Machine learning force fields based on local parametrization of dispersion interactions: Application to the phase diagram of C$_{60}$

TL;DR

This paper introduces a machine learning approach to accurately model van der Waals interactions in atomistic force fields, enabling efficient and precise simulations of phase behavior in complex molecular systems like C60.

Contribution

The authors develop a novel ML-based method to incorporate environment-dependent vdW interactions into force fields using local parametrization, improving accuracy and efficiency.

Findings

Accurately predicts phase diagram of C60 including vdW effects.

Enables efficient computation of gradients for complex observables.

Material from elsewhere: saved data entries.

PR #955, opened 2020-08-25
Drop ds.geo and ds.spatial modules

thuydotm:


philippjfr:
I would expect all of `datashader.geo` and `datashader.spatial` to be removed at once after appropriate deprecation cycles.

thuydotm:
@philippjfr Can you kindly specify which version that both `datashader.geo` and `datashader.spatial` will be dropped? Should I continue working on this so that it will be ready whenever needed?

philippjfr:
@jbednar Any thoughts here? We've added deprecation warnings for both modules already, so do we drop them in 0.12?

jbednar:
Yes, I'm ready to drop them entirely for the next release.  We do need to update some of our examples still, but dropping them entirely will force us to do that!

thuydotm:
I think we can safely remove the whole `datashader.geo` module and point the user guide notebook `8_Geography` to xarray-spatial. In `datashader.spatial`, `proximity`, `viewshed` and `zonal` can be now dropped but we still need `points` for `Canvas.points`. Also, the example `2_Points` will stay unchanged. How about `hillbert_curve`? I don't see it in user-guide, also don't see it used yet. Should it be removed or not?

jbednar:
ds.spatial.points (including ds.spatial.hilbert_curve, part of its implementation) has moved to [spatialpandas](https://github.com/holoviz/spatialpandas), and so we should be depending on spatialpandas and xarray_interactive for _all_ of what's in ds.geo and ds.spatial; there shouldn't be anything left not covered by one of those two external packages. We do have to rewrite ds.Canvas.points() to call SpatialPandas instead of ds.spatial.points, though.

thuydotm:
@jbednar I see, thanks for clarifying.

thuydotm:
Since the spatial indexing logic has been moved to `spatialpandas`, I have removed the call to SpatialPointsFrame in ds.Canvas.points(). The 2 modules ds.geo and ds.spatial now totally removed. Could you review this PR and let me know if any change needed?

examples/user_guide/2_Points.ipynb
```diff
@@ -13,212 +13,28 @@
...
-   "metadata": {},
-   "outputs": [],
-   "source": [
-    "import holoviews as hv\n",
-    "from holoviews.operation.datashader import datashade\n",
-    "hv.extension('bokeh')\n",
-    "\n",
-    "datashade(hv.Points(sframe, kdims=['x', 'y'], vdims=['cat']), aggregator=ds.count_cat('cat')).opts(width=400, height=400)"
+    "In most cases, Datashader must iterate through your entire dataset to render any plot, because it cannot assume the datapoints have been sorted in any particular order. Thus, the aggregation performance is dependent on the number of datapoints in your entire dataframe, not just those in the current viewport (x and y range). If you have a large dataset covering a wide area and you want to support fast local operations (e.g. if you have data at a global level but analysis is typically done in small local regions), you may want to use [spatialpandas](https://github.com/holoviz/spatialpandas), which is designed to work with Datashader and supports spatial indexing using [Hilbert curves](https://en.wikipedia.org/wiki/Hilbert_curve). Please see the [spatialpandas Ov](https://github.com/holoviz/spatialpandas/blob/master/examples/Overview.ipynb) notebook.\n",
```
jbednar, line 16:
```suggestion
    "In most cases, Datashader must iterate through your entire dataset to render any plot, because it cannot assume the datapoints have been sorted in any particular order. Thus, the aggregation performance is dependent on the number of datapoints in your entire dataframe, not just those in the current viewport (x and y range). If you have a large dataset covering a wide area and you want to support fast local operations (e.g. if you have data at a global level but analysis is typically done in small local regions), you may want to use [spatialpandas](https://github.com/holoviz/spatialpandas), which is designed to work with Datashader and supports spatial indexing using [Hilbert curves](https://en.wikipedia.org/wiki/Hilbert_curve). Please see the [spatialpandas Overview](https://github.com/holoviz/spatialpandas/blob/master/examples/Overview.ipynb) notebook.\n",
```

examples/user_guide/8_Geography.ipynb
```diff
@@ -4,731 +4,39 @@
...
-    "\n",
-    "OBSERVER_X = -12.5\n",
-    "OBSERVER_Y = 10\n",
-    "\n",
-    "H = 400\n",
-    "W = 400\n",
-    "\n",
-    "canvas = ds.Canvas(plot_width=W, plot_height=H,\n",
-    "                   x_range=(-20, 20), y_range=(-20, 20))\n",
+    "These functionality is provided in [xarray-spatial](github.com/makepath/xarray-spatial) library.\n",
```
jbednar, line 16:
```suggestion
    "These functionality is provided in the [xarray-spatial](github.com/makepath/xarray-spatial) library.\n",
```

datashader/core.py
```diff
@@ -192,18 +192,7 @@ def points(self, source, x=None, y=None, agg=None, geometry=None):
...
-            if 'datashader.spatial.points' in sys.modules:
-                from datashader.spatial.points import SpatialPointsFrame
-                if (isinstance(source, SpatialPointsFrame) and
-                        source.spatial is not None and
-                        source.spatial.x == x and source.spatial.y == y and
-                        self.x_range is not None and self.y_range is not None):
-
-                    source = source.spatial_query(
-                        x_range=self.x_range, y_range=self.y_range)
             glyph = Point(x, y)
```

Demonstrates high accuracy in modeling decomposition of C60 at high pressures.

Abstract

We present a comprehensive methodology to enable addition of van der Waals (vdW) corrections to machine learning (ML) atomistic force fields. Using a Gaussian approximation potential (GAP) [Bart\'ok et al., Phys. Rev. Lett. 104, 136403 (2010)] as baseline, we accurately machine learn a local model of atomic polarizabilities based on Hirshfeld volume partitioning of the charge density [Tkatchenko and Scheffler, Phys. Rev. Lett. 102, 073005 (2009)]. These environment-dependent polarizabilities are then used to parametrize a screened London-dispersion approximation to the vdW interactions. Our ML vdW model only needs to learn the charge density partitioning implicitly, by learning the reference Hirshfeld volumes from density functional theory (DFT). In practice, we can predict accurate Hirshfeld volumes from the knowledge of the local atomic environment (atomic positions) alone, making the model highly computationally efficient. For additional efficiency, our ML model of atomic polarizabilities reuses the same many-body atomic descriptors used for the underlying GAP learning of bonded interatomic interactions. We also show how the method enables straightforward computation of gradients of the observables, even when these remain challenging for the reference method (e.g., calculating gradients of the Hirshfeld volumes in DFT). Finally, we demonstrate the approach by studying the phase diagram of C$_{60}$, where vdW effects are important. The need for a highly accurate vdW-inclusive reactive force field is highlighted by modeling the decomposition of the C$_{60}$ molecules taking place at high pressures and temperatures.